The DAMM model proposed in this paper was compared with six other answer selection models (LSTM [12], Coattention-BiLSTM [13], CNN [29], Attention-CNN [30], RNN [10], and Attention_BiRNN [31]) on the rice-related answer selection dataset, and all used the twelve-layer Chinese Bert model to vectorize the text. Table 3 shows the comparison of seven different deep learning models in MAP and MRR. Compared with LSTM, the MAR and MPP of BiLSTM based on the self-attention mechanism increased by 4.7 and 4.4 percentage points, respectively; the MAP and MRR of the convolutional neural network model based on the attention mechanism (Attention-CNN) increased by 3.2 and 3.9 percentage points compared with CNN model, respectively; and the MAP and MRR of BiRNN based on the attention mechanism increased by 1.9% and 3.6% compared with RNN model, respectively. The model DAMM proposed in this paper obtained the highest MAP and MRR, reaching 85.7% and 88.9%, respectively; the MAP and MRR were significantly better than the other six deep learning models. Figure 4 shows the comparison of the MAP with seven answer selection models during the training process.
It can be seen from Table 4 that, compared with LSTM, Coattention-BiLSTM, CNN, Attention-CNN, RNN, and Attention_BiRNN, DAMM had the highest matching performance in the dataset of five categories (diseases and insect pests, weeds and pesticides, cultivation management, storage, and transportation, and OTHER). The MAP and MRR of DAMM were more significant than 82.8% and 83.7%, respectively, and the overall classification effect was better than those of the other models. The MAP of the DAMM model was slightly higher than those of the other models with sufficient data of diseases and pests, cultivation management, and OTHER. This is because, in the process of iterative training, the more significant the dataset, the better the training effect of the model. In the two categories (weeds and pesticides, storage and transportation) with fewer data, the MAP and MRR of DSMM models were significantly higher than those of the other six models, which indicates that the DAMM model can still effectively extract the features with short text under the condition of insufficient data. It also shows that the model has good robustness.
Table 5 shows the response time, MAP, and MRR of four neural network models based on the attention mechanism on 2500 test sets, which meets the requirements for quick answer selection of the rice-related Q&A dataset. Attention-CNN is fastest in response time due to the simple structure of the Attention-CNN model, fewer training layers, and fewer model parameters. The model DAMM proposed in this paper was able to accurately judge rice-related question and answer pairs in the test set of 2500 question and answer pairs in 11 s; the MAP and MRR reached 83.7% and 86.9%, respectively. It had the best performance compared with the other three models.

4. Discussions

4.1. Effectiveness of Embedding layer

Table 6 shows the MAP and MRR of seven neural network models (LSTM, Coattention-BiLSTM, CNN, Attention-CNN, RNN, and Attention_BiRNN) with the BERT text representation and Word2vec text representation in the rice-related question-and-answer dataset. This paper proposed the Bert text representation method, which had a higher MAP and MRR than the Word2vec text representation method under seven neural network models. The DAMM model achieved the highest MAP and MRR with Bert text representation and word2vec text representation, reaching 85.7%, 88.9%, 82.5%, and 83.7%, respectively. The answer selection effect was significantly better than those of the other six neural network models. It can be seen from Table 5 that the Bert text representation method improved MAP and MRR in each group of comparative experiments. This is because the word2vec text representation method ignores the problems of polysemy and long-distance semantic association information in different contexts. The Bert text representation method can solve the above problems to improve the effectiveness of the answer selection in the rice-related question-and-answer dataset.

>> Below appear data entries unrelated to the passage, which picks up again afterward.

PR #321, opened 2018-02-01
using localhost in libtest.sh

ineiti:
Replacing `127.0.0.1` with `localhost` in libtest.sh

### DIFF
--- a/service.go
+++ b/service.go
@@ -205,9 +205,8 @@ type serviceManager struct {
 	// the onet host
 	server *Server
 	// a bbolt database for all services
-	db      *bolt.DB
-	dbPath  string
-	dbMutex sync.Mutex
+	db     *bolt.DB
+	dbPath string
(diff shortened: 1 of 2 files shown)


service.go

4.2. Effectiveness of Dynamic Attention Mechanism

Table 7 shows a set of experiments undertaken to prove the effectiveness of the dynamic attention mechanism in the DAMM model proposed in this paper. After removing the k-threshold and K-MAX attention mechanism from the DAMM, model 1 (DAMM without k-threshold and K-MAX) was obtained. It can be seen from Table 7 that, compared with the DAMM model, the MAP and MRR of model 1 on the rice-related answer selection dataset decreased by 9.1% and 10.4%, respectively. After adding the attention mechanism to model 1, model 2 ((DAMM without k-threshold and K-max) + attention) was obtained; compared with model 1, the MAP and MRR of model 2 increased by 2.9% and 2%, respectively, proving that adding an attention mechanism can improve the model’s effectiveness because the attention mechanism can strengthen the weight of keywords in the process of answer selection. Finally, after removing the K-threshold and K-max attention mechanisms in model DAMM, model 3 and model 4 were obtained; compared with model 2, the MAP and MRR increased by 1.6%, 2%, 2.7%, and 4.2%, respectively. This is because the application of the filtering strategy of irrelevant information can reset to zero; then, according to the new weight, to obtain the final sentence representation, compared with the attention mechanism, the dynamic mechanism can make the weight of important information in the new sentence occupy a more significant proportion of allocation, raising the computation efficiency of the matching layer.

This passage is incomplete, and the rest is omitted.